Japan's scandal-hit ruling party picks Shigeru Ishiba as next PM
Published 2:05 p.m. Sept. 27, 2024
Japan’s ruling party has elected Shigeru Ishiba as its new leader, positioning the former defence chief as Japan's next leader.
Nine candidates contested for leadership of the conservative Liberal Democratic Party (LDP) after Prime Minister Fumio Kishida announced last month that he would not stand for re-election.
Since the LDP has a parliamentary majority, its party chief will become prime minister and Ishiba is expected to be appointed to the role next week.
The change of guard comes at a turbulent time for the party, which has been rocked by scandals and internal conflicts that disbanded its once-powerful factions.
Ishiba, 67, led in most opinion polls, with this being his fifth and, he said, final bid to lead the LDP, which has ruled Japan for most of the post-war era.
The winner was decided by an internal party vote, rather than a public one. The race started with nine candidates before heading into a run-off between Ishiba and Sanae Takaichi, 63, who vied to become Japan’s first female leader.
Ishiba is in favour of allowing female emperors – a hugely controversial issue opposed by many LDP member and successive governments. His blunt candour and public criticism of Prime Minister Kishida – a rarity in Japanese politics – has rankled fellow party members while resonating with members of the public.
He is well-versed on the machinations of party politics as well as security policies.
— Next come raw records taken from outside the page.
PR #2626, opened 2025-04-17
Change EntityResolver#resolve to return a Step

ghostdogpr:
This improves performance as well as allows simpler constructors that take a pure function or a ZIO.

### DIFF
--- a/federation/src/main/scala/caliban/federation/EntityResolver.scala
+++ b/federation/src/main/scala/caliban/federation/EntityResolver.scala
@@ -2,16 +2,17 @@ package caliban.federation
 
 import caliban.execution.Field
 import caliban.introspection.adt.__Type
+import caliban.schema.Step.QueryStep
 import caliban.schema.{ ArgBuilder, Schema, Step }
 import caliban.{ CalibanError, InputValue }
-import zio.IO
+import zio.ZIO
 import zio.query.ZQuery
 
 /**
  * A resolver which is used when attempting to materialize types from their "any" representation
  */
 trait EntityResolver[-R] {
-  def resolve(value: InputValue): ZQuery[R, CalibanError, Step[R]]
+  def resolve(value: InputValue): Step[R]
   def toType: __Type
 }
 
@@ -20,10 +21,42 @@ object EntityResolver {
     resolver: A => ZQuery[R, CalibanError, Option[T]]
   )(implicit schema: Schema[R, T]): EntityResolver[R] =
     new EntityResolver[R] {
-      override def resolve(value: InputValue): ZQuery[R, CalibanError, Step[R]] =
-        ZQuery.fromEither(implicitly[ArgBuilder[A]].build(value)).flatMap { arg =>
-          resolver(arg).map(_.fold[Step[R]](Step.NullStep)(schema.resolve))
-        }
+      override def resolve(value: InputValue): Step[R] =
+        QueryStep(
+          ZQuery.fromEither(implicitly[ArgBuilder[A]].build(value)).flatMap { arg =>
+            resolver(arg).map(_.fold[Step[R]](Step.NullStep)(schema.resolve))
+          }
+        )
+
+      override def toType: __Type = schema.toType_()
+    }
+
+  def fromFunction[A: ArgBuilder, T](
+    resolver: A => Option[T]
+  )(implicit schema: Schema[Any, T]): EntityResolver[Any] =
+    new EntityResolver[Any] {
+      override def resolve(value: InputValue): Step[Any] =
+        QueryStep(
+          ZQuery.fromEither(implicitly[ArgBuilder[A]].build(value)).map { arg =>
+            resolver(arg).fold[Step[Any]](Step.NullStep)(schema.resolve)
+          }
+        )
+
+      override def toType: __Type = schema.toType_()
+    }
+
+  def fromZIO[R, A: ArgBuilder, T](
+    resolver: A => ZIO[R, CalibanError, Option[T]]
+  )(implicit schema: Schema[R, T]): EntityResolver[R] =
+    new EntityResolver[R] {
+      override def resolve(value: InputValue): Step[R] =
+        QueryStep(
+          ZQuery.fromZIO(
+            ZIO.fromEither(implicitly[ArgBuilder[A]].build(value)).flatMap { arg =>
+              resolver(arg).map(_.fold[Step[R]](Step.NullStep)(schema.resolve))
+            }
+          )
+        )
 
       override def toType: __Type = schema.toType_()
     }
@@ -39,12 +72,12 @@ object EntityResolver {
       resolver: Field => A => ZQuery[R, CalibanError, Option[T]]
     )(implicit schema: Schema[R, T], argBuilder: ArgBuilder[A]): EntityResolver[R] =
       new EntityResolver[R] {
-        override def resolve(value: InputValue): ZQuery[R, CalibanError, Step[R]] =
-          ZQuery.fromEither(argBuilder.build(value)).map { arg =>
+        override def resolve(value: InputValue): Step[R] =
+          QueryStep(ZQuery.fromEither(argBuilder.build(value)).map { arg =>
             Step.MetadataFunctionStep(field =>
               Step.QueryStep(resolver(field)(arg).map(_.fold[Step[R]](Step.NullStep)(schema.resolve)))
             )
-          }
+          })
 
         override def toType: __Type = schema.toType_()
       }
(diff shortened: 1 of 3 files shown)


ghostdogpr:
@kyri-petrou is that what you had in mind? Feel free to change more things if you wanted to.

federation/src/main/scala/caliban/federation/EntityResolver.scala
```diff
@@ -20,10 +21,42 @@ object EntityResolver {
...
+          ZQuery.fromEither(implicitly[ArgBuilder[A]].build(value)).map { arg =>
+            resolver(arg).fold[Step[Any]](Step.NullStep)(schema.resolve)
+          }
+        )
+
+      override def toType: __Type = schema.toType_()
+    }
+
+  def fromZIO[R, A: ArgBuilder, T](
+    resolver: A => ZIO[R, CalibanError, Option[T]]
```
paulpdaniels, line 74: For consistency, I think this should be either `fromFunctionZIO` or the other one should be `fromOption`

I think we could also have an `either` version and perhaps a an alias to `apply` like `fromQuery` for discoverability?

federation/src/main/scala/caliban/federation/EntityResolver.scala
```diff
@@ -20,10 +21,42 @@ object EntityResolver {
...
+        QueryStep(
+          ZQuery.fromEither(implicitly[ArgBuilder[A]].build(value)).flatMap { arg =>
+            resolver(arg).map(_.fold[Step[R]](Step.NullStep)(schema.resolve))
+          }
+        )
+
+      override def toType: __Type = schema.toType_()
+    }
+
+  def fromFunction[A: ArgBuilder, T](
```
paulpdaniels: I guess these would need fully ascribed types or do `(a: A) =>`. Should we do a partially applied signature instead?

federation/src/main/scala/caliban/federation/EntityResolver.scala
```diff
@@ -20,10 +21,42 @@ object EntityResolver {
...
-      override def resolve(value: InputValue): ZQuery[R, CalibanError, Step[R]] =
-        ZQuery.fromEither(implicitly[ArgBuilder[A]].build(value)).flatMap { arg =>
-          resolver(arg).map(_.fold[Step[R]](Step.NullStep)(schema.resolve))
-        }
+      override def resolve(value: InputValue): Step[R] =
+        QueryStep(
+          ZQuery.fromEither(implicitly[ArgBuilder[A]].build(value)).flatMap { arg =>
+            resolver(arg).map(_.fold[Step[R]](Step.NullStep)(schema.resolve))
+          }
+        )
```
kyri-petrou: Avoids the extra flatmap and `ZQuery.fromEither`:

```suggestion
        ArgBuilder[A].build(value) match {
          case Right(arg)  =>
            val q = resolver(arg).map {
              case Some(value) => schema.resolve(value)
              case _           => Step.NullStep
            }
            Step.QueryStep(q)
          case Left(error) => Step.FailureStep(error)
        }
```

federation/src/main/scala/caliban/federation/EntityResolver.scala
```diff
@@ -20,10 +21,42 @@ object EntityResolver {
...
+  def fromFunction[A: ArgBuilder, T](
+    resolver: A => Option[T]
+  )(implicit schema: Schema[Any, T]): EntityResolver[Any] =
+    new EntityResolver[Any] {
+      override def resolve(value: InputValue): Step[Any] =
+        QueryStep(
+          ZQuery.fromEither(implicitly[ArgBuilder[A]].build(value)).map { arg =>
+            resolver(arg).fold[Step[Any]](Step.NullStep)(schema.resolve)
+          }
+        )
```
kyri-petrou: We can avoid wrapping into an effect altogether
```suggestion
        ArgBuilder[A].build(value) match {
          case Right(arg)  =>
            resolver(arg) match {
              case Some(value) => schema.resolve(value)
              case _           => Step.NullStep
            }
          case Left(error) => Step.FailureStep(error)
        }
```

federation/src/main/scala/caliban/federation/EntityResolver.scala
```diff
@@ -20,10 +21,42 @@ object EntityResolver {
...
+  )(implicit schema: Schema[R, T]): EntityResolver[R] =
+    new EntityResolver[R] {
+      override def resolve(value: InputValue): Step[R] =
+        QueryStep(
+          ZQuery.fromZIO(
+            ZIO.fromEither(implicitly[ArgBuilder[A]].build(value)).flatMap { arg =>
+              resolver(arg).map(_.fold[Step[R]](Step.NullStep)(schema.resolve))
+            }
+          )
+        )
```
kyri-petrou: Same for ZQuery above but for ZIO:

```suggestion
        ArgBuilder[A].build(value) match {
          case Right(arg)  =>
            val q = resolver(arg).map {
              case Some(value) => schema.resolve(value)
              case _           => Step.NullStep
            }
            Step.QueryStep(ZQuery.fromZIONow(q))
          case Left(error) => Step.FailureStep(error)
        }
```

federation/src/main/scala/caliban/federation/EntityResolver.scala
```diff
@@ -39,12 +72,12 @@ object EntityResolver {
       resolver: Field => A => ZQuery[R, CalibanError, Option[T]]
     )(implicit schema: Schema[R, T], argBuilder: ArgBuilder[A]): EntityResolver[R] =
       new EntityResolver[R] {
-        override def resolve(value: InputValue): ZQuery[R, CalibanError, Step[R]] =
-          ZQuery.fromEither(argBuilder.build(value)).map { arg =>
+        override def resolve(value: InputValue): Step[R] =
```
kyri-petrou, line 107: Can be optimized as above

federation/src/main/scala/caliban/federation/FederationSupport.scala
```diff
@@ -82,7 +81,7 @@ abstract class FederationSupport(
       override def resolve(value: _Entity): Step[R] =
         _entityMap
           .get(value.__typename)
-          .fold[Step[R]](Step.NullStep)(resolver => QueryStep(resolver.resolve(value.value)))
+          .fold[Step[R]](Step.NullStep)(_.resolve(value.value))
```
kyri-petrou: Super minor but we can avoid the Option wrapping and allocating functions by:

```scala
getOrElse(value.__typename, null) match {
  case  null => Step.NullStep
  case resolver => resolver.resolve(value.value)
}
```

kyri-petrou (commented):
Yeap this is what I had in mind 👍 Left a few recommendations below to optimize them a bit more (particularly the `A => Option[T]` one)

federation/src/main/scala/caliban/federation/EntityResolver.scala
ghostdogpr: Applied all the suggestions 👍

federation/src/main/scala/caliban/federation/EntityResolver.scala
ghostdogpr: Renamed to `fromOption` and added `fromEither`

federation/src/main/scala/caliban/federation/EntityResolver.scala
ghostdogpr: It's a bit annoying because there would be so many of them (for ZQuery there are two: `EntityResolverPartiallyApplied` and `MetadataEntityResolverPartiallyApplied`).

But actually I found that those do not infer very well when the schema requires an `R` that is different from the `R` of the ZIO/ZQuery (that doesn't matter for Option/Either cases).

federation/src/main/scala/caliban/federation/FederationSupport.scala
```diff
@@ -81,9 +80,10 @@ abstract class FederationSupport(
        */
       override def resolve(value: _Entity): Step[R] =
         _entityMap
-          .get(value.__typename)
-          .fold[Step[R]](Step.NullStep)(resolver => QueryStep(resolver.resolve(value.value)))
-
+          .getOrElse(value.__typename, null) match {
+          case null     => Step.NullStep
+          case resolver => resolver.resolve(value.value)
```
paulpdaniels, line 85: This preserves the behavior which should be fine for this PR but I just realized the null case here is more of a defect since it means either the gateway or the entity resolver map is wrong. I'll look into how Apollo does this in subgraphs. It's not part of the spec which makes me think it's undefined behavior that we should perhaps throw to avoid silent errors

kyri-petrou (approved):

paulpdaniels (approved):

PR #2629, opened 2025-04-21
Make `Schema`, `ArgBuilder` and `Wrapper` abstract classes

kyri-petrou:
Since traits don't contain implementations of methods or lazy vals, by using traits it means they're reimplemented each time we create a new anonymous instance of these traits. Using abstract classes is much more suitable for such usecases. The downside is that a class can't extend more than 1 abstract class, but that shouldn't be an issue since none of these are meant to be mixed-in.

Also did the following while I was at it that results in a more optimized JVM code:
- Marked all methods / overrides of anonymous Schema instances as final since for some reason anonymous classes are not marked as `final` automatically by the compiler
- Made some methods on `Schema` and `ArgBuilder` (e.g., `map`, `contramap`) final as these are not meant to be overwritten
- Made some case classes extending abstract classes / traits final

### DIFF
--- a/core/src/main/scala/caliban/schema/Schema.scala
+++ b/core/src/main/scala/caliban/schema/Schema.scala
@@ -36,7 +36,7 @@ If you use a custom type as an argument, you also need to provide an implicit Ar
 See https://ghostdogpr.github.io/caliban/docs/schema.html for more information.
 """
 )
-trait Schema[-R, T] { self =>
+abstract class Schema[-R, T] { self =>
 
   private lazy val asType: __Type             = toType(): @nowarn("msg=deprecated")
   private lazy val asInputType: __Type        = toType(isInput = true): @nowarn("msg=deprecated")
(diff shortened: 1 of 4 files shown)


ghostdogpr (approved):

core/src/main/scala/caliban/schema/Schema.scala
```diff
@@ -413,16 +413,18 @@ trait GenericSchema[R] extends SchemaDerivation[R] with TemporalSchema {
     val description: String = s"Either $typeAName or $typeBName"
 
     implicit val leftSchema: Schema[RA, A]  = new Schema[RA, A] {
-      override def nullable: Boolean                                         = true
-      override def canFail: Boolean                                          = evA.canFail
-      override def toType(isInput: Boolean, isSubscription: Boolean): __Type = evA.toType_(isInput, isSubscription)
-      override def resolve(value: A): Step[RA]                               = evA.resolve(value)
+      final override def nullable: Boolean                                         = true
```
paulpdaniels, line 416: We could make this a `val` no?

paulpdaniels (approved):

core/src/main/scala/caliban/schema/Schema.scala
ghostdogpr: @kyri-petrou you wanna change that or shall we merge?

kyri-petrou: Sorry guys missed the notifications on this one.

There's no real benefit in storing primitives that are simple expressions as vals. In fact, Scala vals are compiled to methods that point to private static fields, so likely more performant to have it as a `def` (if there's any difference at all)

He offers a safe pair of hands and stability at a moment of flux within the LDP.
What he doesn’t offer is a fresh face for an organisation desperate to reinvent itself and regain public trust amid a stagnant economy, struggling households and a series of political scandals. His economic strategy includes boosting wages to counter rising prices.
He has said that he reads three books a day and that he prefers doing that instead of mingling with his party colleagues.
Takaichi, on the other hand, was one of two women vying for the LDP leadership, but was also among the more conservative of the candidates.
A close ally to late former prime minister Shinzo Abe, Takaichi's positions on women's issues are in line with the LDP's policy of having women serve in their traditional roles of being good mothers and wives.
She opposes legislation allowing women to retain their maiden name as well as allowing female emperors.
Consistent among the frontrunners, however, was a pledge to overhaul the LDP - which has held power almost continuously since it was formed in 1955 - in the face of public fury and plummeting approval ratings.
"In the upcoming presidential election, it's necessary to show the people that the Liberal Democratic Party will change," Kishida said at a press conference last month, when announcing his decision not to run for another term.
The LDP leadership contest is not just a race for the top job, but also an attempt to regain public trust that the party has haemorrhaged over the past few months amid a stagnant economy, struggling households and a series of political scandals.
Chief among these scandals are revelations regarding the extent of influence that Japan’s controversial Unification Church wields within the LDP, as well as suspicions that party factions underreported political funding over the course of several years.
The fallout from the political funding scandal led to the dissolution of five out of six factions in the LDP – factions that have long been the party’s backbone, and whose support is typically crucial to winning an LDP leadership election.
Perhaps more salient in the minds of the Japanese public, however, are the country's deepening economic woes.
In the wake of the Covid pandemic, average Japanese families have been feeling the pinch as they struggle with a weak yen, a stagnant economy and food prices that are soaring at the fastest rate in almost half a century.